[PATCH 5/5] pintrl: meson: add support for GPIO interrupts
Linus Walleij
linus.walleij at linaro.org
Thu May 11 08:10:36 PDT 2017
On Sun, May 7, 2017 at 6:34 PM, Heiner Kallweit <hkallweit1 at gmail.com> wrote:
> Add support for GPIO interrupts on Amlogic Meson SoC's.
>
> There's a limit of 8 parent interupts which can be used in total.
> Note that IRQ_TYPE_EDGE_BOTH interrupts reserve two parent IRQ's,
> one for each edge.
>
> Signed-off-by: Heiner Kallweit <hkallweit1 at gmail.com>
(..)
> select GPIOLIB
> + select GPIOLIB_IRQCHIP
This is nice.
> +static int meson_gpio_to_hwirq(struct meson_bank *bank, unsigned int offset)
> +{
> + int hwirq;
> +
> + if (bank->irq_first < 0)
> + /* this bank cannot generate irqs */
> + return -EINVAL;
> +
> + hwirq = offset - bank->first + bank->irq_first;
> +
> + if (hwirq > bank->irq_last)
> + /* this pin cannot generate irqs */
> + return -EINVAL;
> +
> + return hwirq;
> +}
So this is the kind of stuff I want the gpiolib core to handle. We
cant just proliferate
hundreds of drivers to bank-to-irq mappings of cascaded IRQs.
> +static int meson_gpio_alloc_irq_slot(struct irq_data *data, int num_slots,
> + int *slots)
> +{
> + int i, cnt = 0;
> +
> + mutex_lock(&meson_gpio_irq_slot_mutex);
> +
> + for (i = 0; i < meson_gpio_num_irq_slots; i++)
> + if (!meson_gpio_irq_slots[i].owner) {
> + meson_gpio_irq_slots[i].owner = data->irq;
> + slots[cnt++] = i;
> + if (cnt == num_slots)
> + break;
> + }
> +
> + if (cnt < num_slots)
> + for (i = 0; i < cnt; i++)
> + meson_gpio_irq_slots[i].owner = 0;
> +
> + mutex_unlock(&meson_gpio_irq_slot_mutex);
> +
> + return cnt == num_slots ? 0 : -ENOSPC;
> +}
I don't understand what is happening here but it looks like a hierarchical
IRQ domain.
> +static int meson_gpio_irq_request_resources(struct irq_data *data)
> +{
> + struct gpio_chip *chip = irq_data_get_irq_chip_data(data);
> + unsigned gpio = irqd_to_hwirq(data);
> +
> + return gpiochip_lock_as_irq(chip, gpio);
> +}
> +
> +static void meson_gpio_irq_release_resources(struct irq_data *data)
> +{
> + struct gpio_chip *chip = irq_data_get_irq_chip_data(data);
> + unsigned gpio = irqd_to_hwirq(data);
> +
> + meson_gpio_free_irq_slot(data);
> + gpiochip_unlock_as_irq(chip, gpio);
> +}
Nice that you implemented this though.
> +static void meson_gpio_set_hwirq(int idx, int hwirq)
> +{
> + int reg = idx > 3 ? REG_PIN_47_SEL : REG_PIN_03_SEL;
> + int shift = 8 * (idx % 4);
> +
> + regmap_update_bits(meson_gpio_irq_regmap, reg, 0xff << shift,
> + hwirq << shift);
> +}
So you program the hardware to route the IRQ, OK.
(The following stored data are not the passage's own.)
PR #1903, opened 2026-06-28
CI: WASM Pyodide

ax3l:
CI test for WASM Pyodide.

Ensure co-loading with `h5py`, even when both use different HDF5 versions, works.


.github/workflows/wasm.yml
```diff
@@ -0,0 +1,54 @@
...
+    - name: Build wheel + run the Python suite in Pyodide
+      run: python -m cibuildwheel --platform pyodide --output-dir wheelhouse
+      env:
+        CIBW_BUILD: "cp314-pyodide_wasm32"
+        CIBW_BEFORE_BUILD_PYODIDE: "bash .github/ci/wasm_deps.sh"
+        CIBW_ENVIRONMENT_PYODIDE: >
+          openPMD_CMAKE_openPMD_USE_HDF5='ON'
+          openPMD_CMAKE_openPMD_USE_ADIOS2='OFF'
+          openPMD_USE_MPI='OFF'
+          HDF5_USE_STATIC_LIBRARIES='ON'
```
ax3l, line 48: Both might need openPMD_CMAKE_ prefix

test/python/unittest/API/APITest.py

> +static int meson_gpio_irq_set_type(struct irq_data *data, unsigned int type)
> +{
(...)
> + for (i = 0; i < num_slots; i++) {
> + irq = meson_gpio_irq_slots[slots[i]].irq;
> + ret = irq_set_irq_type(irq, val);
> + if (ret)
> + break;
> + ret = request_irq(irq, meson_gpio_irq_handler, 0,
> + "GPIO parent", data);
> + if (ret)
> + break;
Issueing request_irq() inside .set_type() is definately wrong.
You want to do chained or nested IRQs for this, possible hierarchical
as well.
> + return gpiochip_irqchip_add(&pc->chip, &pc->irq_chip, 0,
> + handle_simple_irq, IRQ_TYPE_NONE);
gpiochip_irqchip_add() should be followed by
gpiochip_set_chained_irqchip() or gpiochip_set_nested_irqchip().
Else we are not providing the helpers you need.
Which I guess is the case.
I'm a bit confused, I think we need a better understanding of how the
hardware works.
Is it a chained interrupt handler where you can select a number of
GPIOs in each bank to cascade IRQs off?